> [What to produce] Copy out, from the data below, each line in which the word "like" occurs.

Data records
PR #2663, opened 2017-12-01
PayU Latam: Require payment_country on initialize

curiousepic:
Also cleans up tests, though declined and pending test cards are now
throwing a new unexpected error, unrelated to this change.

Remote:
18 tests, 47 assertions, 3 failures, 0 errors, 0 pendings, 0 omissions, 0 notifications
83.3333% passed

Unit:
22 tests, 83 assertions, 0 failures, 0 errors, 0 pendings, 0 omissions, 0 notifications
100% passed

### DIFF
--- a/lib/active_merchant/billing/gateways/payu_latam.rb
+++ b/lib/active_merchant/billing/gateways/payu_latam.rb
@@ -29,9 +29,8 @@ module ActiveMerchant #:nodoc:
       }
 
       def initialize(options={})
-        requires!(options, :merchant_id, :account_id, :api_login, :api_key)
+        requires!(options, :merchant_id, :account_id, :api_login, :api_key, :payment_country)
         super
-        @options[:payment_country] ||= options[:payment_country] if options[:payment_country]
       end
 
       def purchase(amount, payment_method, options={})
@@ -139,7 +138,7 @@ module ActiveMerchant #:nodoc:
 
       def add_transaction_elements(post, type, options)
         transaction = {}
-        transaction[:paymentCountry] = @options[:payment_country] || (options[:billing_address][:country] if options[:billing_address])
+        transaction[:paymentCountry] = @options[:payment_country]
         transaction[:type] = type
         transaction[:ipAddress] = options[:ip] || ''
         transaction[:userAgent] = options[:user_agent] if options[:user_agent]
@@ -167,7 +166,7 @@ module ActiveMerchant #:nodoc:
         payer[:dniNumber] = options[:dni_number] if options[:dni_number]
         payer[:dniType] = options[:dni_type] if options[:dni_type]
         payer[:emailAddress] = options[:email] if options[:email]
-        payer[:birthdate] = options[:birth_date] if options[:birth_date] && options[:payment_country] == 'MX'
+        payer[:birthdate] = options[:birth_date] if options[:birth_date] && @options[:payment_country] == 'MX'
         payer[:billingAddress] = billing_address_fields(options)
         post[:transaction][:payer] = payer
       end
@@ -180,7 +179,7 @@ module ActiveMerchant #:nodoc:
         billing_address[:city] = address[:city]
         billing_address[:state] = address[:state]
         billing_address[:country] = address[:country]
-        billing_address[:postalCode] = address[:zip] if options[:payment_country] == 'MX'
+        billing_address[:postalCode] = address[:zip] if @options[:payment_country] == 'MX'
         billing_address[:phone] = address[:phone]
         billing_address
       end
@@ -191,7 +190,7 @@ module ActiveMerchant #:nodoc:
           buyer[:fullName] = buyer_hash[:name]
           buyer[:dniNumber] = buyer_hash[:dni_number]
           buyer[:dniType] = buyer_hash[:dni_type]
-          buyer[:cnpj] = buyer_hash[:cnpj] if options[:payment_country] == 'BR'
+          buyer[:cnpj] = buyer_hash[:cnpj] if @options[:payment_country] == 'BR'
           buyer[:emailAddress] = buyer_hash[:email]
           buyer[:contactPhone] = (options[:billing_address][:phone] if options[:billing_address]) || (options[:shipping_address][:phone] if options[:shipping_address]) || ''
           buyer[:shippingAddress] = shipping_address_fields(options) if options[:shipping_address]
@@ -199,7 +198,7 @@ module ActiveMerchant #:nodoc:
           buyer[:fullName] = payment_method.name.strip
           buyer[:dniNumber] = options[:dni_number]
           buyer[:dniType] = options[:dni_type]
-          buyer[:cnpj] = options[:cnpj] if options[:payment_country] == 'BR'
+          buyer[:cnpj] = options[:cnpj] if @options[:payment_country] == 'BR'
           buyer[:emailAddress] = options[:email]
           buyer[:contactPhone] = (options[:billing_address][:phone] if options[:billing_address]) || (options[:shipping_address][:phone] if options[:shipping_address]) || ''
           buyer[:shippingAddress] = shipping_address_fields(options) if options[:shipping_address]
@@ -235,8 +234,8 @@ module ActiveMerchant #:nodoc:
 
         additional_values = {}
         additional_values[:TX_VALUE] = tx_value
-        additional_values[:TX_TAX] = tx_tax if options[:payment_country] == 'CO'
-        additional_values[:TX_TAX_RETURN_BASE] = tx_tax_return_base if options[:payment_country] == 'CO'
+        additional_values[:TX_TAX] = tx_tax if @options[:payment_country] == 'CO'
+        additional_values[:TX_TAX_RETURN_BASE] = tx_tax_return_base if @options[:payment_country] == 'CO'
 
         post[:transaction][:order][:additionalValues] = additional_values
       end
--- a/test/unit/gateways/payu_latam_test.rb
+++ b/test/unit/gateways/payu_latam_test.rb
@@ -4,7 +4,7 @@ class PayuLatamTest < Test::Unit::TestCase
   include CommStub
 
   def setup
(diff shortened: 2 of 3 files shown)


lib/active_merchant/billing/gateways/payu_latam.rb
```diff
@@ -167,7 +166,7 @@ def add_payer(post, payment_method, options)
         payer[:dniNumber] = options[:dni_number] if options[:dni_number]
         payer[:dniType] = options[:dni_type] if options[:dni_type]
         payer[:emailAddress] = options[:email] if options[:email]
-        payer[:birthdate] = options[:birth_date] if options[:birth_date] && options[:payment_country] == 'MX'
+        payer[:birthdate] = options[:birth_date] if options[:birth_date] && @options[:payment_country]  == 'MX'
```
bpollack: Extra space after `]` and before `==`.

lib/active_merchant/billing/gateways/payu_latam.rb
```diff
@@ -180,7 +179,7 @@ def billing_address_fields(options)
         billing_address[:city] = address[:city]
         billing_address[:state] = address[:state]
         billing_address[:country] = address[:country]
-        billing_address[:postalCode] = address[:zip] if options[:payment_country] == 'MX'
+        billing_address[:postalCode] = address[:zip] if @options[:payment_country]  == 'MX'
```
bpollack: Extra space after `]` and before `==`.

lib/active_merchant/billing/gateways/payu_latam.rb
```diff
@@ -191,15 +190,15 @@ def add_buyer(post, payment_method, options)
           buyer[:fullName] = buyer_hash[:name]
           buyer[:dniNumber] = buyer_hash[:dni_number]
           buyer[:dniType] = buyer_hash[:dni_type]
-          buyer[:cnpj] = buyer_hash[:cnpj] if options[:payment_country] == 'BR'
+          buyer[:cnpj] = buyer_hash[:cnpj] if @options[:payment_country]  == 'BR'
```
bpollack: And again, apparently? Not sure what's going on here; buggy formatter?

lib/active_merchant/billing/gateways/payu_latam.rb
```diff
@@ -191,15 +190,15 @@ def add_buyer(post, payment_method, options)
...
           buyer[:emailAddress] = buyer_hash[:email]
           buyer[:contactPhone] = (options[:billing_address][:phone] if options[:billing_address]) || (options[:shipping_address][:phone] if options[:shipping_address]) || ''
           buyer[:shippingAddress] = shipping_address_fields(options) if options[:shipping_address]
         else
           buyer[:fullName] = payment_method.name.strip
           buyer[:dniNumber] = options[:dni_number]
           buyer[:dniType] = options[:dni_type]
-          buyer[:cnpj] = options[:cnpj] if options[:payment_country] == 'BR'
+          buyer[:cnpj] = options[:cnpj] if @options[:payment_country]  == 'BR'
```
bpollack: And…again?

lib/active_merchant/billing/gateways/payu_latam.rb
```diff
@@ -235,8 +234,8 @@ def add_invoice(post, money, options)
 
         additional_values = {}
         additional_values[:TX_VALUE] = tx_value
-        additional_values[:TX_TAX] = tx_tax if options[:payment_country] == 'CO'
-        additional_values[:TX_TAX_RETURN_BASE] = tx_tax_return_base if options[:payment_country] == 'CO'
+        additional_values[:TX_TAX] = tx_tax if @options[:payment_country]  == 'CO'
```
bpollack: And again.

test/unit/gateways/payu_latam_test.rb
```diff
@@ -187,9 +187,9 @@ def test_partial_buyer_hash_info
         phone: "(11)756312345"
       ),
       buyer: {
-        name: 'Jorge Borges',
-        dni_number: '5415668464456',
-        email: 'axaxaxas@mlo.org'
+        name: "Jorge Borges",
```
bpollack: You didn't actually change these lines, but they're flagged due to quote changes.

test/unit/gateways/payu_latam_test.rb
```diff
@@ -24,9 +24,9 @@ def setup
       tax_return_base: 0,
       email: "username@domain.com",
       ip: "127.0.0.1",
-      device_session_id: 'vghs6tvkcle931686k1900o6e1',
-      cookie: 'pt1t38347bs6jc9ruv2ecpv7o2',
-      user_agent: 'Mozilla/5.0 (Windows NT 5.1; rv:18.0) Gecko/20100101 Firefox/18.0',
+      device_session_id: "vghs6tvkcle931686k1900o6e1",
```
bpollack: These lines aren't actually changed, but they appear to be due to quote changes.

test/unit/gateways/payu_latam_test.rb
```diff
@@ -264,20 +266,21 @@ def test_colombia_required_fields
         zip: "01019-030",
         phone: "(11)756312633"
       ),
-      tx_tax: '3193',
-      tx_tax_return_base: '16806'
+      tx_tax: "3193",
```
bpollack: Quotes again.

test/unit/gateways/payu_latam_test.rb
```diff
@@ -297,58 +300,16 @@ def test_mexico_required_fields
         zip: "01019-030",
         phone: "(11)756312633"
       ),
-      birth_date: '1985-05-25'
+      birth_date: "1985-05-25"
```
bpollack: And again.

test/unit/gateways/payu_latam_test.rb
```diff
@@ -297,58 +300,16 @@ def test_mexico_required_fields
...
     }
 
     stub_comms do
-      @gateway.purchase(@amount, @credit_card, @options.update(options_mexico))
+      gateway.purchase(@amount, @credit_card, @options.update(options_mexico))
```
bpollack: This won't work; `stub_comms`, when not given arguments, alters `@gateway`, but you're running the test against `gateway`, so this will be doing live requests.

test/unit/gateways/payu_latam_test.rb
curiousepic: Yeah I thought I would make the quotes more uniform while I was in here because they were bothering me.

test/unit/gateways/payu_latam_test.rb
curiousepic: It's running against the Mexico-specific gateway local variable created on line 281.

bpollack: But `stub_comms` does literally nothing here, so either this isn't a unit test, or the unit test isn't working properly. Or maybe it somehow is working properly (though I confess to confusion on how), but in that case, `stub_comms` is a no-op and can be deleted.

test/unit/gateways/payu_latam_test.rb
bpollack: That's fair, though two notes on that: first, that should probably be a separate commit, because it'll otherwise confuse `git blame`; and second, I've been told (and tools like RuboCop generally enforce) the quote format to standardize on for strings that do not require interop in Ruby would be `''`, not `""`, specifically so that adding a random `#` doesn't suddenly result in surprising behavior. So I think you'd want to go the other direction here (unless we've got code standards that specify the reverse is the standard within AM).

bpollack:
In addition to what I mention here, since a lot of this is actually about handling Mexico specially, and that's mentioned neither in the code nor in the commit message, I think it might be worth:

  1. Modifying the commit message to give some background would probably be helpful;
  2. Adding to the commit message why _removing some tests_ was okay (several tests that checked for success were altered to instead check for failure) might also be useful; and finally,
  3. At least one unit tests should explain why Mexico needs to be special (see discussion kicked off beginning in https://spreedly.slack.com/archives/C5GBHQTMH/p1512154739000394)

test/unit/gateways/payu_latam_test.rb
curiousepic: AFAIK, it's required for the `.check_request` below.

test/unit/gateways/payu_latam_test.rb
curiousepic: Fair points; Something made me think interops need double instead of single.

lib/active_merchant/billing/gateways/payu_latam.rb
curiousepic: Probably a bad find and replace...ment.

test/unit/gateways/payu_latam_test.rb
bpollack: But `gateway` _is a live gateway_; your call to `.purchase` at https://github.com/activemerchant/active_merchant/pull/2663/files/795afc742131856525521e627984d193c8fdfaac#diff-02139dc0c1d5f38586d52890be485342R307 going to actively call against them. So this either belongs in the remote tests, or you want

```
gateway = PayuLatamGateway.new(merchant_id: "merchant_id", account_id: "account_id", api_login: "api_login", api_key: "api_key", payment_country: "MX")
...
stub_comms(gateway) do ...
```

curiousepic: I see! Thanks.

curiousepic:
I think the test changes had a side effect of looking like it has something to do specifically with Mexico when in fact it does not. This simply requires the `payment_country` field at initialization and removes support for allowing it to be overridden by an `option` field. Some of the countries do have their own specific required fields but I think the tests cover that well enough. I could definitely be more explicit in the commit message; I'll add some background.

curiousepic:
@bpollack Updated commit message and addressed your concerns, have another look.

curiousepic:
Yeah! Thanks for the lookover and suggestions.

> [Response area]
bpollack: That's fair, though two notes on that: first, that should probably be a separate commit, because it'll otherwise confuse `git blame`; and second, I've been told (and tools like RuboCop generally enforce) the quote format to standardize on for strings that do not require interop in Ruby would be `''`, not `""`, specifically so that adding a random `#` doesn't suddenly result in surprising behavior. So I think you'd want to go the other direction here (unless we've got code standards that specify the reverse is the standard within AM).
I think the test changes had a side effect of looking like it has something to do specifically with Mexico when in fact it does not. This simply requires the `payment_country` field at initialization and removes support for allowing it to be overridden by an `option` field. Some of the countries do have their own specific required fields but I think the tests cover that well enough. I could definitely be more explicit in the commit message; I'll add some background.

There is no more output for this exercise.